___ LISTED ENTRIES
PR #623, opened 2026-06-26
docs: more requirements and links

a-zw:
## 📌 Description

Some process requirements are already satisfied / implemented.


AlexanderLanin (approved):
LGTM. Detailed review as usual when we add versioned links.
______
EXERCISE INSTRUCTIONS – Scan the listing above for the word "requirements" and copy every line that holds it.

RESULT –
docs: more requirements and links
Some process requirements are already satisfied / implemented.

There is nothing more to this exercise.